Saved entries:
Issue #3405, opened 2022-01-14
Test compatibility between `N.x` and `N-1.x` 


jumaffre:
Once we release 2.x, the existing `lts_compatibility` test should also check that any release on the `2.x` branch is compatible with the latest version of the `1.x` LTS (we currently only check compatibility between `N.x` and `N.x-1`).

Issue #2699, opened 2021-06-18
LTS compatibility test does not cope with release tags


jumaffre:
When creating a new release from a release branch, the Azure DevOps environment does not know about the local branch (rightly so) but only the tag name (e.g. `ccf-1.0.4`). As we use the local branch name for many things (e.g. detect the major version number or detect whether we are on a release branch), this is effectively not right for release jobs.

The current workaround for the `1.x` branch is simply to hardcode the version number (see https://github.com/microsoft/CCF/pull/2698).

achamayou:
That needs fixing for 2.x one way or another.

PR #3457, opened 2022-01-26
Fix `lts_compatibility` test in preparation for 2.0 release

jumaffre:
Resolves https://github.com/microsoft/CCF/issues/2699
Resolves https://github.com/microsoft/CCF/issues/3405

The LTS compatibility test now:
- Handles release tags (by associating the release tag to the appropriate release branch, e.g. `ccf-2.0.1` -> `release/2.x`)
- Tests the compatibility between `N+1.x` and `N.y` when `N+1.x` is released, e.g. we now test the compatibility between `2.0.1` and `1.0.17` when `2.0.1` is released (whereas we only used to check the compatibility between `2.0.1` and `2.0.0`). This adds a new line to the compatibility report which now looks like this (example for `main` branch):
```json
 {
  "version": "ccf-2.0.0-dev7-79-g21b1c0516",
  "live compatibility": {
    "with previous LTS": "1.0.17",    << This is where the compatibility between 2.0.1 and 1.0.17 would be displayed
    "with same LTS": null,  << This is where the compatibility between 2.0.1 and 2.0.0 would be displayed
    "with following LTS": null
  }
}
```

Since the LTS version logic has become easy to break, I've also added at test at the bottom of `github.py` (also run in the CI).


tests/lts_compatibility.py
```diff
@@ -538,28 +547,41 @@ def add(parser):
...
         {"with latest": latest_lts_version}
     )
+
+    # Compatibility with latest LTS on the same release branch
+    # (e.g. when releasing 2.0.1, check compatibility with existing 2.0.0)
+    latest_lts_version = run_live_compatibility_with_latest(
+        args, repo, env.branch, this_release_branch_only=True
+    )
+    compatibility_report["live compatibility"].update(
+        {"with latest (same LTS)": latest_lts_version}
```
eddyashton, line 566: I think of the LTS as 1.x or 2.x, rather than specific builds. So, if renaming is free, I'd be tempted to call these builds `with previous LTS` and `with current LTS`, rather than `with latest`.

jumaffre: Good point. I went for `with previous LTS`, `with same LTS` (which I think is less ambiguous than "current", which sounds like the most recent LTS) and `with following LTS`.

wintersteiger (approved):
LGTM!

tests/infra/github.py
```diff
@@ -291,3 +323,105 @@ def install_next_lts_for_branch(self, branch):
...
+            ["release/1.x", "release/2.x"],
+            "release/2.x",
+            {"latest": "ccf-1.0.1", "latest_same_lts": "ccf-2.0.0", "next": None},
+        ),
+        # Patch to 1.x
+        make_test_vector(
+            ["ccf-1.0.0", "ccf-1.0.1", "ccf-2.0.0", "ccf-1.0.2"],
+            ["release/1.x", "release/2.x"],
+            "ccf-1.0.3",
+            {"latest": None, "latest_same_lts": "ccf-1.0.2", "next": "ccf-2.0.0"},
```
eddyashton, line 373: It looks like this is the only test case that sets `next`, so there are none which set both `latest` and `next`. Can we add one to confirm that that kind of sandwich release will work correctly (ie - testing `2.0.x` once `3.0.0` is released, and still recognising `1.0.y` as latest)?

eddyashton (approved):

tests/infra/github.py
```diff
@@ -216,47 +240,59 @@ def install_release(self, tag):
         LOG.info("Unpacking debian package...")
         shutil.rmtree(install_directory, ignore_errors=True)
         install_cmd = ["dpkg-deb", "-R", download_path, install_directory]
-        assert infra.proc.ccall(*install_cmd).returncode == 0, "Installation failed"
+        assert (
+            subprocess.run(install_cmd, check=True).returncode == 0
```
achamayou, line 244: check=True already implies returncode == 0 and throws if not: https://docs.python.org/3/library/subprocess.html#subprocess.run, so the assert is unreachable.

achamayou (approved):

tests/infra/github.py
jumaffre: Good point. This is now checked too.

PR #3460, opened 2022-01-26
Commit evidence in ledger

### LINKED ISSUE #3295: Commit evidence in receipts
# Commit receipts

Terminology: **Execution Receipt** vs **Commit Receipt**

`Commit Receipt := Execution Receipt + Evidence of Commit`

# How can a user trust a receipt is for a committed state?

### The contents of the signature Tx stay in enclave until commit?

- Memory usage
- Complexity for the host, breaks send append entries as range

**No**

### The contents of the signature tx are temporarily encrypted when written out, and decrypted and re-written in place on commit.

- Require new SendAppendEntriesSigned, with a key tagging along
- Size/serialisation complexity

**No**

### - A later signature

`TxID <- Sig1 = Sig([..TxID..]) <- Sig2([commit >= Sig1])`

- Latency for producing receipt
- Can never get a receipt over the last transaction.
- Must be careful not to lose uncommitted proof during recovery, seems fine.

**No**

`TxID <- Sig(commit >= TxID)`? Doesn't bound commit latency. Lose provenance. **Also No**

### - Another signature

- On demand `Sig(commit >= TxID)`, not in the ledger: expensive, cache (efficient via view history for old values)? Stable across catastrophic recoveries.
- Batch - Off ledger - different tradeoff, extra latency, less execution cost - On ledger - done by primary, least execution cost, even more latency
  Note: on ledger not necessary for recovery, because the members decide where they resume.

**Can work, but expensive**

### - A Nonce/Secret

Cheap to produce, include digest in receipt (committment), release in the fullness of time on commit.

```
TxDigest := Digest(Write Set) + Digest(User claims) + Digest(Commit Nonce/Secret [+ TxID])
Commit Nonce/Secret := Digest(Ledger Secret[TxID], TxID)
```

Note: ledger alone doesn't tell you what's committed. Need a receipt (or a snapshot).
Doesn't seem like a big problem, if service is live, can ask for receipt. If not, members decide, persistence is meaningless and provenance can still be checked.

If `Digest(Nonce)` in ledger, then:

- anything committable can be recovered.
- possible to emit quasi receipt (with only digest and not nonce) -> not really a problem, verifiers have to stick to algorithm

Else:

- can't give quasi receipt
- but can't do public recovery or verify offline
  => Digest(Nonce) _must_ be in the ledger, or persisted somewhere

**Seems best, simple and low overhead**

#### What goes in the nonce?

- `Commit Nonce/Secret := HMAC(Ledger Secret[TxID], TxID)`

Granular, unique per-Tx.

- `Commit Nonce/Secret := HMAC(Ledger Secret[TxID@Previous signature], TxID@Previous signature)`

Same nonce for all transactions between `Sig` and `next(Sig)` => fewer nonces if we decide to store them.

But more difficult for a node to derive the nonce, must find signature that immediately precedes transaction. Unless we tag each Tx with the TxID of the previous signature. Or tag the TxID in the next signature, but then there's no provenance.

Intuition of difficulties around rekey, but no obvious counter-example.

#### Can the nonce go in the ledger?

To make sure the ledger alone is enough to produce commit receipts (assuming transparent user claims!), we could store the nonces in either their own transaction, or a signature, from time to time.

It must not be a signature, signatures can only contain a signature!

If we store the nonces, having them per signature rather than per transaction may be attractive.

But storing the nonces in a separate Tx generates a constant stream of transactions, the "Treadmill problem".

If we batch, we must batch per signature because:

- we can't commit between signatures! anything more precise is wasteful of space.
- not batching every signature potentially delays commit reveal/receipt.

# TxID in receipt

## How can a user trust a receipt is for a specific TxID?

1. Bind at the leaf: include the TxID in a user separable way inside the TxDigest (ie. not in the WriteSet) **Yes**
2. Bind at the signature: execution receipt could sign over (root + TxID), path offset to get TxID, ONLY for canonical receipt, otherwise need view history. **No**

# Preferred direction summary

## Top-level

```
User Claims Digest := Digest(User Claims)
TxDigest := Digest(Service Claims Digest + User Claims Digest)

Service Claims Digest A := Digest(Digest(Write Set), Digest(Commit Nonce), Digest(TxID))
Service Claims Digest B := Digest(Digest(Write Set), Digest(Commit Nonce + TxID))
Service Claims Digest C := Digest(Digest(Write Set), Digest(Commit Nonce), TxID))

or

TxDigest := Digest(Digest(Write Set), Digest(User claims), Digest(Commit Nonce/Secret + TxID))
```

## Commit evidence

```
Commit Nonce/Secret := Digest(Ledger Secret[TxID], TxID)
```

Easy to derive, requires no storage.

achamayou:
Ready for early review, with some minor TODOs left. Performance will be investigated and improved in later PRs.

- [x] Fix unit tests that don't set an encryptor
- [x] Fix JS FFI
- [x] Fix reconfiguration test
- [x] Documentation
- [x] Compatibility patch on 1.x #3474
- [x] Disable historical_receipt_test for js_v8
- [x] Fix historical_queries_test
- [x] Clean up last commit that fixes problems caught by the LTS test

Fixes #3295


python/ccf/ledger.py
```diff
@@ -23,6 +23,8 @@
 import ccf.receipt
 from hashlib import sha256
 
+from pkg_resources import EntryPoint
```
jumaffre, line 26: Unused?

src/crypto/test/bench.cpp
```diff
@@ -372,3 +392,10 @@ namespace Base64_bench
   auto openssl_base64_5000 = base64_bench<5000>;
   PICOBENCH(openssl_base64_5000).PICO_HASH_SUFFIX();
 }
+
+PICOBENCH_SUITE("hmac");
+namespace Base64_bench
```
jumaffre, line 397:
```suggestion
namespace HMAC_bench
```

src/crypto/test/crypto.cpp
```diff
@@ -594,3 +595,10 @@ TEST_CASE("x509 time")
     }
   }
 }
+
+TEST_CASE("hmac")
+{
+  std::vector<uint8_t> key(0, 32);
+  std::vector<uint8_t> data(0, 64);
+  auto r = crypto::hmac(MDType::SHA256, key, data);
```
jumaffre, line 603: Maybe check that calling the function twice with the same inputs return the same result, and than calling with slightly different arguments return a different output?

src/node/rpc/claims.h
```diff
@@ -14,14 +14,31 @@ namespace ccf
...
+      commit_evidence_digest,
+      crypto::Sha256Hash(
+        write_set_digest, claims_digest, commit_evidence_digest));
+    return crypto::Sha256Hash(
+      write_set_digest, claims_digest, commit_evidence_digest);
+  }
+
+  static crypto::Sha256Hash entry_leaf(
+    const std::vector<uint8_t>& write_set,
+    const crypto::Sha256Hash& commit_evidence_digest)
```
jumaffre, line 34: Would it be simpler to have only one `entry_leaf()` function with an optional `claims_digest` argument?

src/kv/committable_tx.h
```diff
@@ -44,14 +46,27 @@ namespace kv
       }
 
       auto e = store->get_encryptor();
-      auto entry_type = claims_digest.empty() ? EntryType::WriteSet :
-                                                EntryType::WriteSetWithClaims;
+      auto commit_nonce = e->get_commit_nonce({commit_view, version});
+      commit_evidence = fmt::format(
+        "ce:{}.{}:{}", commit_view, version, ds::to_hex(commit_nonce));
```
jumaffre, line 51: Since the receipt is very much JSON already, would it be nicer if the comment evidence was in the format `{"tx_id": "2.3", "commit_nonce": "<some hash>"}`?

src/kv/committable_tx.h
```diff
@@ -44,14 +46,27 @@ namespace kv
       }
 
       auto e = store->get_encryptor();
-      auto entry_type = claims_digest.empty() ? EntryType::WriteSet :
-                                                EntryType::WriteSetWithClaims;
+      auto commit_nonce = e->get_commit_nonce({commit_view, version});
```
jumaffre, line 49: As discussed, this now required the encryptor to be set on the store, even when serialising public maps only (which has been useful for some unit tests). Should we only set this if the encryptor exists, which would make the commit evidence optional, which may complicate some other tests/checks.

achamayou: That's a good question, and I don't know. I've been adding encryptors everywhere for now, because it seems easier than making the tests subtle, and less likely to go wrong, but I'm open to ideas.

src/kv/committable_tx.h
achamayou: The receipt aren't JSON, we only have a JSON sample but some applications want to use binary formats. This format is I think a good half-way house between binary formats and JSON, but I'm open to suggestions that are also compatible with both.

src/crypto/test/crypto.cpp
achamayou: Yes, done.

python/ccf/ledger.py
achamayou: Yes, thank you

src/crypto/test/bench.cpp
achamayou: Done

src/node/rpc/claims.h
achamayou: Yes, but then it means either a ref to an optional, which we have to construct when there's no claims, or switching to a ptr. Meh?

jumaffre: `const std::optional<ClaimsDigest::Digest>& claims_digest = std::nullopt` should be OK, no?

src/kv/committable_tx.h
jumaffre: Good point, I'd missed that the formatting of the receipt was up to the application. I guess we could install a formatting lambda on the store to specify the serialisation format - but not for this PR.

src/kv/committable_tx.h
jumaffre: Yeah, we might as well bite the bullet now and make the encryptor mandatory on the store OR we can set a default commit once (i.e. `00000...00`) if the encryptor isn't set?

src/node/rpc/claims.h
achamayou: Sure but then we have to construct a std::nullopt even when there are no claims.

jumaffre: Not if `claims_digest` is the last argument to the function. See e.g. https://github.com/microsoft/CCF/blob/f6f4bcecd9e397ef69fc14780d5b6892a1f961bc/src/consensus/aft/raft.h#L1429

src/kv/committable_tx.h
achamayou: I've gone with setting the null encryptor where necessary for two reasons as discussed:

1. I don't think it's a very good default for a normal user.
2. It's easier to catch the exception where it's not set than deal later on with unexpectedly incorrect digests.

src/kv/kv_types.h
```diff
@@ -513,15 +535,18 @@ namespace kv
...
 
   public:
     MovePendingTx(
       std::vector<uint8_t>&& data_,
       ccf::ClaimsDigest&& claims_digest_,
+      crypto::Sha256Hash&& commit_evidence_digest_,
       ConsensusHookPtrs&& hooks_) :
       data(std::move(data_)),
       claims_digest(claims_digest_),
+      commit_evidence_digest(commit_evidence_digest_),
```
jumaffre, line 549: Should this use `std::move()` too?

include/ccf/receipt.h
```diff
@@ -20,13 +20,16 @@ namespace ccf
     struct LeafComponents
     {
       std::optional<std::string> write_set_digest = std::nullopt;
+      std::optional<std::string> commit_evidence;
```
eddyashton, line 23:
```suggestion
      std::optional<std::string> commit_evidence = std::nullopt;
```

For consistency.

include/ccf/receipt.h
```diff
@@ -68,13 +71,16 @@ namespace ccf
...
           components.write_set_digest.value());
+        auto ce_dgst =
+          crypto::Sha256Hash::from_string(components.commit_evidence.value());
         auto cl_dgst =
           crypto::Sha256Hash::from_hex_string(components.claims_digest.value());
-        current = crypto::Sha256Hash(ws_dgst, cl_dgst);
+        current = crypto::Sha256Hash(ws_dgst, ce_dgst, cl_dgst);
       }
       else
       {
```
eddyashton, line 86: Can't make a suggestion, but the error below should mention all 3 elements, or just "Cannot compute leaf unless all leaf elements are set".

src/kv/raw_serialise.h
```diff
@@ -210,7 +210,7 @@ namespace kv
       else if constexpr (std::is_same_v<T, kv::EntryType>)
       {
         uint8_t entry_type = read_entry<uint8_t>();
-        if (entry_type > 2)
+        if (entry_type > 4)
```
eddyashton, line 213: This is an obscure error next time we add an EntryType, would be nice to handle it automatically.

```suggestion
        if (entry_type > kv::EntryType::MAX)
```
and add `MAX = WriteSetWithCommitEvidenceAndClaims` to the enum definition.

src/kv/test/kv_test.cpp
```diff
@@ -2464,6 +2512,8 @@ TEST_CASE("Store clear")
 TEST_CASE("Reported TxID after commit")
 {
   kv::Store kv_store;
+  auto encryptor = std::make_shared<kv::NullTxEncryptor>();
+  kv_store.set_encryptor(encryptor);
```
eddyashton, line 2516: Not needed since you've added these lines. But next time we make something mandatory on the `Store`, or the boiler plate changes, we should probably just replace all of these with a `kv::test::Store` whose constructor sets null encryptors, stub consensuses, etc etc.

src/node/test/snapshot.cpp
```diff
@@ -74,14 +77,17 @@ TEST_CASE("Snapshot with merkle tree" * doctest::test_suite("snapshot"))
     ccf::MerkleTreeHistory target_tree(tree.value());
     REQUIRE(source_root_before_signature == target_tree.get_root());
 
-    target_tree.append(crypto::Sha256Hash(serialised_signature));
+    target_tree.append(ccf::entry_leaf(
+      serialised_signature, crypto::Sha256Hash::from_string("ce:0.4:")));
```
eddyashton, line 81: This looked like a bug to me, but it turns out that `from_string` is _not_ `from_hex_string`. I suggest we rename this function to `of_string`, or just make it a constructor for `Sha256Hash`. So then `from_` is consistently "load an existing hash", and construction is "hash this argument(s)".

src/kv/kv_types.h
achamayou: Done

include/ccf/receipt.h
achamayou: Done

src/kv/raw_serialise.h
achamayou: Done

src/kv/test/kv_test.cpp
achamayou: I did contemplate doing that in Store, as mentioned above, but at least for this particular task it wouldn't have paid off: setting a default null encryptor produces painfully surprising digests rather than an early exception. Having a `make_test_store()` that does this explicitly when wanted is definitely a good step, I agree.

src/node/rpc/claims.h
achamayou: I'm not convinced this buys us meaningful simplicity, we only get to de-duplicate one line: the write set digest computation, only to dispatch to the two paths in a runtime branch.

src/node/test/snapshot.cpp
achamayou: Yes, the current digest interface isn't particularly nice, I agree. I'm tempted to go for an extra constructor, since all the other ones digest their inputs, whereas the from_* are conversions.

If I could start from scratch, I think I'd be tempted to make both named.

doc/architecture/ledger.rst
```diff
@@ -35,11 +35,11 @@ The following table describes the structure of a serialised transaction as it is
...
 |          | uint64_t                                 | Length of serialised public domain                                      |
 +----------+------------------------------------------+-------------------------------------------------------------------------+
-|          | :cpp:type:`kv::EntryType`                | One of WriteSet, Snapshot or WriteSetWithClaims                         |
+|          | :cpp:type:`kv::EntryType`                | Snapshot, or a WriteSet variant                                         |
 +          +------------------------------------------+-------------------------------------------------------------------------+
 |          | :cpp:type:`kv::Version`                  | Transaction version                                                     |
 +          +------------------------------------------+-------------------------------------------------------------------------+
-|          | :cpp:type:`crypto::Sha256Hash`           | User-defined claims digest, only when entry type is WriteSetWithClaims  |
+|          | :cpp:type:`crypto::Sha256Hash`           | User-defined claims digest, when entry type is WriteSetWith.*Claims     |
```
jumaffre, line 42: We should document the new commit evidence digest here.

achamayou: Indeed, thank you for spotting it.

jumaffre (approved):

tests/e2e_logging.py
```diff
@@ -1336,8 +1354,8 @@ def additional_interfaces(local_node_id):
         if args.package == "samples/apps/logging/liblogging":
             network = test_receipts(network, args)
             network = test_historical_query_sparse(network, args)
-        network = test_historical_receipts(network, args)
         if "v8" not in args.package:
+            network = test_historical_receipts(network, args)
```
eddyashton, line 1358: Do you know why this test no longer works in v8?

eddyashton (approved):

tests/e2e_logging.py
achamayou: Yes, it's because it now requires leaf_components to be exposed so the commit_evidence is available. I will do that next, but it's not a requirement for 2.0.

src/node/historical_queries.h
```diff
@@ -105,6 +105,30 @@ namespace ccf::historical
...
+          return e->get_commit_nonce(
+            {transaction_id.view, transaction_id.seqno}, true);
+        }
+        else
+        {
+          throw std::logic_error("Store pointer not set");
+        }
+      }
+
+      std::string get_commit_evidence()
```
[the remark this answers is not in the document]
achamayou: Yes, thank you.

What you are asked to do →
Using the records above, restate word for word the lines from the one with "- Batch - Off" through the one with "work, but expensive**", both included.

Task output →
- Batch - Off ledger - different tradeoff, extra latency, less execution cost - On ledger - done by primary, least execution cost, even more latency
  Note: on ledger not necessary for recovery, because the members decide where they resume.

**Can work, but expensive**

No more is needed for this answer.